An ugly place to stumble into by accident.

The secret becomes the actor

Early security models for agents tend toward good vibes with a bearer token. The prompt gives instructions. The tool schema lists calls. Hard-coded secrets in the runtime decide what actually gets done based on the input, the agent, and whatever authority those secrets carry.

The secret wins.

The agent has all of those powers if the same key can read every customer record, submit refunds, update tickets, and write to production data. Carefulness in the prompt is theater at that point. The tool description can say those powers apply only when appropriate.

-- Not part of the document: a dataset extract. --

PR #4621, opened 2024-02-06
LF/DPG: Add separate table for dau Covs

njacazio:


njacazio:
follow up on https://github.com/AliceO2Group/O2Physics/pull/4596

The audit log will still show one credential able to perform a pile of different tasks.

There is already a category for this outside agents: OWASP's Non-Human Identities Top 10. Production applications identify themselves as non-human identities. Agents are adding themselves to that growing list of stranger workloads, running differently than normal services, but still requiring access to systems and data.

The important step for me is naming the agent as a workload, because the architecture gets less magical and more useful.

Workloads have identities. Workloads can request scoped credentials for those identities. A workload can be denied a credential. A workload can rotate credentials. A workload can leave an audit trail that survives the model, the prompt, and the v2 or v3 abstraction barrier the team is currently working around.

Baseline authentication for production AI agents.

The runtime should issue tool-specific credentials instead of letting the agent carry a shared key everywhere.

Workload identity is the boring answer

This part is old. Good.

Kubernetes already considers service accounts to be identities of processes running in Pods, and the current docs describe short-lived, automatically rotating ServiceAccount tokens issued through the TokenRequest API. SPIFFE generalizes that into workload identity documents, including short-lived X.509 and JWT SVIDs that a workload can use to authenticate itself to other workloads.

Cloud platforms are heading in the same general direction. AWS STS can issue temporary security credentials after a workload has identified itself using OpenID Connect. Google Cloud Workload Identity Federation allows external workloads to access Google Cloud resources without service account keys. Azure managed identity docs describe workload identities as machine and non-human identities associated with compute resources.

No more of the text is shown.